First, it is not an automatic method and therefore very costly to
do if the non-native library is large. Typical libraries involve
hundreds of thousands of source code lines, which makes it
prohibitive to manually wrap for the purpose of library behavior
analysis. Second, when a wrapped function is called through a
function pointer from another wrapped function, it is not possible
to short-cut the marshaling and unmarshaling steps. The reason for
this is that it is not possible to derive the non-native function
pointer by inspecting the unified function pointer. This makes the
manually wrapped implementation very inefficient.
[0008] U.S. Pat. No. 5,481,684 discloses a method that allows code
from a first instruction set (for example RISC instruction code) to
reside within a segment defined by a second instruction set (for
example a CISC segment).

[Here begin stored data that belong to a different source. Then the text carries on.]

PR #2772, opened 2020-04-15
Fix export country history feed

PippoRaimondi:
### Description of change

When in Exports tab and editing export countries information, if we had a couple of countries present, and when either removing, moving or adding a new country, instead of creating a single export country history record (which you can view in the "View full export country history" link), we were creating new history records for all existing countries present, creating a lot of noise and duplication. This fix addressed the above.

### Checklist

  <details>
  
  </details>
  
  <details>
  
  </details>

### General points

<details>

</details>


datahub/company/test/test_signals.py
```diff
@@ -148,26 +151,64 @@ def test_company_export_country_history_update(self):
...
+            CompanyExportCountry.Status.FUTURE_INTEREST,
+            company.created_on,
+            adviser,
+            True,
+        )
+
+        history = CompanyExportCountryHistory.objects.filter(
+            id=export_country.id,
+        )
+        assert history.count() == 1
```
sekharpanja, line 209: It is worth checking history count is same before and after add_export_country call.

PippoRaimondi: makes sense! will update along with the suggestions above!

reupen:
@PippoRaimondi Could you expand on the description on the PR to explain the problem being fixed in more detail?

datahub/company/test/test_signals.py
```diff
@@ -148,26 +151,67 @@ def test_company_export_country_history_update(self):
         company.add_export_country(
             country,
             CompanyExportCountry.Status.CURRENTLY_EXPORTING,
-            company.created_on,
+            utc.localize(datetime.now()),
```
reupen, line 154: We should generally use the `now()` from `django.utils.timezone` rather than other options (as Django has its own time zone handling).

Also, `pytz` is not a direct dependency so we shouldn't be importing it (unless we make it a direct dependency).

datahub/company/test/test_signals.py
```diff
@@ -212,3 +256,8 @@ def test_delete_company_export_country_no_signal(self):
             history_type=CompanyExportCountryHistory.HistoryType.DELETE,
         )
         assert history.count() == 0
+
+    def _assert_history_records(self, country_id, history_type, history_count):
+        history = CompanyExportCountryHistory.objects.filter(id=country_id)
+        assert history.count() == history_count
+        assert history[0].history_type == history_type
```
reupen, line 263: I don't think this method adds much and it obfuscates what the tests are doing. I would suggest removing it.

datahub/company/test/test_signals.py
```diff
@@ -148,26 +151,67 @@ def test_company_export_country_history_update(self):
...
         assert history[1].history_type == CompanyExportCountryHistory.HistoryType.UPDATE
 
+    def test_company_export_country_history_update_with_no_change(self):
+        """
+        Test that submitting an update for a CompanyExportCountry record
+        that doesn't change any field (i.e status) does not create
+        a history record.
+        """
+        company = CompanyFactory()
+        country = CountryModel.objects.order_by('name')[0]
```
reupen, line 181: Generally it's better to use e.g. `.first()` rather than `[0]` on querysets as the former will only retrieve a single object from the database.

However, we added `random_obj_for_model()` for this purpose so I would suggest using that (which country it is should make no difference).

PippoRaimondi:
> @PippoRaimondi Could you expand on the description on the PR to explain the problem being fixed in more detail?

Done!

reupen:
@PippoRaimondi This will need (presumably) a `bugfix` news fragment – have a look at https://github.com/uktrade/data-hub-api/blob/master/changelog/README.md for instructions.

datahub/company/serializers.py
```diff
@@ -674,6 +674,7 @@ def validate(self, data):
         # check for duplicate countries
         export_countries = data.get('export_countries', [])
         countries = [item['country'] for item in export_countries]
+
```
reupen, line 677: This change does not look relevant so would be good to remove it.

changelog/company/fix-export-country-history.bugfix.md
```diff
@@ -0,0 +1 @@
+Ensure export country history doesn't create duplicate records when removing, moving or adding a new country in company Exports tab.
```
sekharpanja, line 1: I recommend something like this: Fix to ensure `CompanyExportCountryHistory` records are tracked only when `CompanyExportCountry` records are being created or updated.

changelog/company/fix-export-country-history.bugfix.md
```diff
@@ -0,0 +1 @@
+Fix to ensure `CompanyExportCountryHistory` records are tracked only when `CompanyExportCountry` records are being created or updated.
```
reupen, line 1: FYI this should be reworded to follow https://github.com/uktrade/data-hub-api/blob/develop/changelog/README.md. So, something like '`CompanyExportCountryHistory` records are now only created when...'

(Also, it's redundant to say it's a bug fix as it will be under that heading.)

To this end, the CISC architecture is
extended to provide for segments that can hold RISC code or CISC
code. A processor state is switched at function call and return
boundaries. A disadvantage of this approach is that the caller must
be aware of the switch, and therefore the original native program
would have to be modified.
[0009] The cross-platform and open source Mono platform is designed
to allow developers to easily create cross platform applications.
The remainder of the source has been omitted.